Stop after the line containing "Added capability to"; retype every line of the data before it exactly, starting from the first.
===== SUPPLIED ENTRIES
PR #585, opened 2016-09-02
Added support and tests for --disable-unicode

kunagpal:
* Added capability to selectively pick between Unicode symbols and their plain text equivalents, depending on the detection of Unicode support / presense of `--disable-unicode`.
* Updated CLI options section in README.md and CLI parser to reflect the option updates
* Added tests to check for correct handling of Unicode detection and disabling.

**Note:** The build has failed due to an Appveyor configuration issue, and can be ignored for now.

### DIFF
--- a/lib/reporters/cli/index.js
+++ b/lib/reporters/cli/index.js
@@ -10,6 +10,7 @@ var _ = require('lodash'),
     LF = '\n',
     SPC = ' ',
     E = '',
+    symbols,
 
     /**
      * Helper function to get parent of an item
@@ -18,7 +19,7 @@ var _ = require('lodash'),
      * @returns {PostmanItemGroup}
      */
     parentOf = function (item) {
-        return item && item.__parent && item.__parent.__parent || undefined;
+        return item && item.__parent && item.__parent.__parent || undefined; // @todo: lodashify?
     },
 
     PostmanCLIReporter;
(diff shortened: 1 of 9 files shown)


czardoz:
@kunagpal Can you merge the latest `develop` into your branch? (that'll get AppVeyor to work properly).

kunagpal:
Yes, I'll have to edit tests as well.

shamasis:
I think, we should move these to a separate symbols module and then require it separately via CLI utils.

Currently,  whenever the symbols map function is called a new object is created. Instead we should try and have a map or let's say have a hash of the various types of symbols and return them accordingly that insures that we we do not create a new objects every time. Thoughts?

shamasis:
Also, the CLI tables need to comply. That needs a bit of discussion as to how it's done best.

lib/reporters/cli/index.js
```diff
@@ -18,7 +21,7 @@ var _ = require('lodash'),
      * @returns {PostmanItemGroup}
      */
     parentOf = function (item) {
-        return item && item.__parent && item.__parent.__parent || undefined;
+        return _.get(item, '__parent.__parent');
```
shamasis: this creates a string for every call!

kunagpal: Tuche.

PR #587, opened 2016-09-03
Update README instructions for JUnit reporting

groodt:


shamasis:
@groodt can you resolve the conflict and update the PR?

groodt:
I think the README was already updated in another branch. It is correct now on master.

PR #598, opened 2016-09-07
Added resolution check for slashed variable names

kunagpal:


kunagpal:
@czardoz @shamasis Is this good to go?

shamasis:
LGTM (with limited context)

PR #607, opened 2016-09-12
Restored `-v` to display Newman version

kunagpal:


lib/cli/index.js
```diff
@@ -237,10 +237,6 @@ var _ = require('lodash'),
             addHelp: false
         });
 
-        commonParser.addArgument(['-v', '--version'], {
```
shamasis: @czardoz were these duplicates? How!

lib/cli/index.js
```diff
@@ -384,13 +380,6 @@ var _ = require('lodash'),
             prog: program
         });
 
-        parser.addArgument(['--version'], {
```
shamasis: @czardoz were these duplicates? How!

shamasis:
LGTM. @czardoz - review and merge please.

lib/cli/index.js
```diff
@@ -384,13 +380,6 @@ var _ = require('lodash'),
...
-            help: 'Prints the version and exits',
```
shamasis: As per discussion with @czardoz we should keep the duplicates so that help text show up for legacy help text.

kunagpal: Okay.

PR #608, opened 2016-09-12
Added recursive test resolution capability

kunagpal:
* Re-organized integration test collections into respective individual folders
* Added recursive directory traversal in tests using `recursive-readdir`


shamasis:
Do we need to put all files in individual folders? I was thinking of putting all old integration tests into a `newman-v2-legacy` folder and rest stays in root and more than one related tests are put in folder.

kunagpal:
That tatters things a bit. Given the current structure, it makes more sens to put tests in their own folders, or none at all. Also, we haven't yet decided on what constitutes an old integration test.

npm/test-integration.js
```diff
@@ -51,7 +59,7 @@ module.exports = function (exit) {
 
             // run tests using the consolidated test set as a guide
             async.map(suites, function (test, next) {
-                console.info(` - ${test.name}`);
+                console.info(` - ${test.name.split('/')[2]}`);
```
shamasis: what's this @kunagpal ?

shamasis: what if I do not have a folder????

kunagpal: Interesting point. Tests have been arranged within folders, but that shouldn't be taken as a guarantee. I'll improve the logic here in the next commit.

kunagpal:
@shamasis That has already been handled, integration tests have been moved to folders only for those with multiple files under them.

PR #10175, opened 2026-08-12
[TS7] fix(types): tighten chatCore helper contracts

backryun:
## Summary

- preserve the distinction between string-valued tool aliases and namespace identity records
- return the extracted post-call guardrail context through the public `GuardrailContext` contract
- add focused regression coverage for both helper boundaries

## Why

Two remaining TypeScript 7 diagnostics came from inferred helper shapes in `chatCore`: an identity map was assigned to a string alias map after a runtime-only value check, and the post-call guardrail builder returned untyped request-boundary values. This change performs the existing alias validation through a typed helper and normalizes the guardrail fields at the extracted boundary.

This deliberately does not duplicate the open base-red repair in #10131.

Part of #8484.

## Validation

- `node --import tsx/esm --test tests/unit/chatcore-request-tool-identity-contracts.test.ts tests/unit/chatcore-postcall-guardrail-context.test.ts tests/unit/9780-namespace-identity-pivot.test.ts tests/unit/9568-gemini-tool-casing-mismatch.test.ts` — 22/22 passed
- targeted ESLint on all five changed files — passed
- TypeScript 6 full `open-sse/tsconfig.json`: 50 → 48, removed 2, added 0
- TypeScript 7.0.2 full `open-sse/tsconfig.json`: 50 → 48, removed 2, added 0
- `npm run check:file-size` — changed files pass; command still reports six existing release-base violations outside this diff

### DIFF
--- a/open-sse/handlers/chatCore.ts
+++ b/open-sse/handlers/chatCore.ts
@@ -1,4 +1,7 @@
-import { extractRequestToolIdentityMap } from "./chatCore/requestToolIdentity.ts";
+import {
+  extractRequestToolIdentityMap,
+  toToolNameAliasMap,
+} from "./chatCore/requestToolIdentity.ts";
 import { injectMemoryAndSkills } from "./chatCore/memorySkillsInjection.ts";
 import { resolveChatCoreRequestSetup } from "./chatCore/requestSetup.ts";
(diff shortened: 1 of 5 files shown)


diegosouzapw:
Merged into `release/v3.8.50` — thank you @backryun for the contribution! It was validated on a combined merge-train (static gates + affected tests + vitest) together with 30 sibling PRs before landing.

PR #9199, opened 2026-08-02
[v3.8.50] fix(models): keep model catalogs responsive

xz-dev:
## Summary

- Use the existing narrow `touchConnectionLastUsed()` path for session-affinity `lastUsedAt` / `consecutiveUseCount` bookkeeping instead of the generic catalog-invalidating provider update.
- Prepare one build-local virtual-auto candidate snapshot for all 38 built-in catalog entries instead of rebuilding the same connection/settings/registry candidate base 38 times.
- Keep regular and family no-auth pools distinct, clone nested connection allowlists per materialization, and preserve request-time API-key/channel exclusions.
- Yield cooperatively after preparation and every eight built-in entries so unrelated requests can run during a cold catalog build.
- Detach invalidated in-flight generations and guard publication by catalog version plus key ownership, so a settings/connection mutation during a yield cannot serve or cache the obsolete generation.

The prepared snapshot is local to one catalog build. This PR adds no global/stale candidate cache and does not change authentication, cache-key partitioning, TTLs, provider routing, or response shape.

## Related Issues

- Related to #8697
- Focused follow-up to #8728; this PR does not import, duplicate, replace, or supersede its last-good/SWR work

## Production Diagnosis

A bounded diagnostic image on the downstream production shape identified the cold-builder hotspot before implementation:

```text
Authenticated Primary catalog: 41.064 s
Unrelated dashboard heartbeats: 163 / 164 exceeded the 3 s probe timeout
builtin-auto stage: 11.836 s and 14.676 s in independent builds
complete observed builder: 30.912 s
```

Hidden-model lookup and unrestricted-key permission projection were separately measured in milliseconds and were not changed.

A local exact-output comparison across all 38 built-ins showed:

```text
one-shot preparation per ID: 598 ms
one shared build-local preparation: 95 ms
speedup: 6.29x
exact deep parity: true
```

The first reviewed immutable canary (`bb15de989`, image digest `sha256:8a47bcfe…`) was isolated-smoke healthy but correctly rejected by the guarded production acceptance and automatically restored to the prior healthy digest:

```text
Concurrent Primary / Supplemental: 23.822 s / 39.715 s
Unrelated heartbeat:              13 / 13 exceeded 3 s
Primary-only / Supplemental-only: 15.528 s / 17.612 s
```

[...]

PR #10185, opened 2026-08-12
fix(release-v3.8.50): repair build breaks and restore the Fal credential guard

kwakuoseikwakye:
⚠️ base-red inherited: #9985

## Problem

`release/v3.8.50` does not compile. Every page 500s and the instrumentation graph fails to build. Four independent breaks, each from a merge that landed a new implementation without removing the old contract:

| File | Break | From |
|---|---|---|
| `open-sse/handlers/videoGeneration.ts` | `handleFalVideoGeneration` bound twice — the new `./mediaGeneration/fal.ts` import was added, the old `./videoGeneration/falHandler.ts` one was never removed | #9982 |
| `src/shared/components/modelSelectModalHelpers.ts` | `isProviderModelHidden` never closed, so the parser refuses the file as a module | #9011 |
| `open-sse/executors/tinycmsSigner.ts` | wasm-bindgen default branch points at `wasm_signer_bg.wasm`, which is not in the repo and is generated by nothing | #10087 |
| `src/app/api/v1/models/catalog.ts` | re-exports `getCatalogStaleWhileRevalidateMs` and two `__set…ForTest` hooks that were deleted | #9199 |

## Fixes

- **videoGeneration**: drop the stale import. `videoGeneration/falHandler.ts` had no other reference in the repo, so it is deleted — `mediaGeneration/fal.ts` is a superset (same Grok handling plus `falModelPath` normalization) and already serves the music path.
- **modelSelectModalHelpers**: add the missing `}`.
- **tinycmsSigner**: remove the unreachable branch. `initTinyCmsWasm()` is the only caller and always passes the embedded `WASM_BASE64` bytes, but Turbopack resolves `new URL(…, import.meta.url)` statically and fails on the missing file.
- **catalog**: drop the three dead names from the re-export block. #9199 intentionally replaced the overridable accessor with a fixed `CATALOG_STALE_WHILE_REVALIDATE_MS` window.

## Regression the duplicate import was hiding

Routing Fal video through the shared module lost the credential check the old handler had. `runFalQueue` computed the token but never guarded it, so it sent `Authorization: Key ` (empty) and the prompt reached fal.ai unauthenticated — `tests/unit/video-fal-grok.test.ts` was making a real network call to fal.ai on every run.

The guard goes back into `runFalQueue` itself rather than the video entry point, so `handleFalMusicGeneration` — which had the same hole and no test — is covered too.

## Validation (Hard Rule #18)

Both guard tests were confirmed red→green by toggling the guard off and on:

```
guard disabled:
✖ handleMusicGeneration rejects Fal music requests without credentials
✖ handleVideoGeneration rejects Fal video requests without credentials
guard restored: 8 pass / 0 fail
```

The new music test stubs `globalThis.fetch` to throw, so a regression fails loudly instead of silently reaching upstream.

Targeted suites: `video-fal-grok` 4/4 · `music-generation-handler` 8/8 · `video-generation-handler` 15/15 · `mediaGeneration/fal` 14/14 · `provider-tinycms-web` 16/16 · `model-select-provider-test-helpers` 14/14 · `v1-models-catalog-ttl` 4/4.

`npm run typecheck:core` clean. `npm run lint` 14 → 13 errors (the 3 remaining files are untouched by this PR).

Verified in the app: `/login` returns 200 and renders, `/` → 307 → `/dashboard`, `/api/health` → 401. Before this PR every one of those was a 500.

The malformed-payload assertion in `video-fal-grok.test.ts` moves to the shared module's provider-neutral wording (`returned no media URL`).

## Still red after this PR

Three test files encode the pre-#9199 unbounded-SWR contract and need a decision on the intended `/v1/models` caching behavior — out of scope here, all failing on the base already:

- `tests/unit/model-catalog-cache-swr-8728.test.ts` — 11 fail
- `tests/unit/quota-exclusive-catalog-short-circuit.test.ts` — 3 fail
- `tests/unit/v1-models-discovery-conformance.test.ts` — 2 fail (this file could not even load before this PR)

Separately, 8 i18n keys contain a literal `.` (`capabilityFilter.*`, `degraded.source.*`) and throw `IntlError: INVALID_KEY` on every page render. Non-fatal, pre-existing.

Refs #9985, #9982, #9199, #9011, #10087


diegosouzapw:
Closing as superseded: the build breaks and the Fal credential guard this PR repairs were fixed on `release/v3.8.50` by the base-red sweep (#10213), and the remaining `catalog.ts` hunk targets a catalogCache API shape the base has since moved past. Thank you @kwakuoseikwakye — if any build break still reproduces on the current tip, please open a focused PR against it.

PR #10187, opened 2026-08-12
chore(repo): remove stale one-shot and duplicate helper

backryun:
## Summary

- remove `scripts/docs/move-i18n-mirrors.mjs`, a completed one-shot migration whose own header marks it safe to delete after merge
- remove the unused raw VS Code `modelPresentation.ts` copy; it is byte-identical to the canonical helper and no raw route imports it

## Scope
==========
* _TASK ANSWER_:
PR #585, opened 2016-09-02
Added support and tests for --disable-unicode

kunagpal:
* Added capability to selectively pick between Unicode symbols and their plain text equivalents, depending on the detection of Unicode support / presense of `--disable-unicode`.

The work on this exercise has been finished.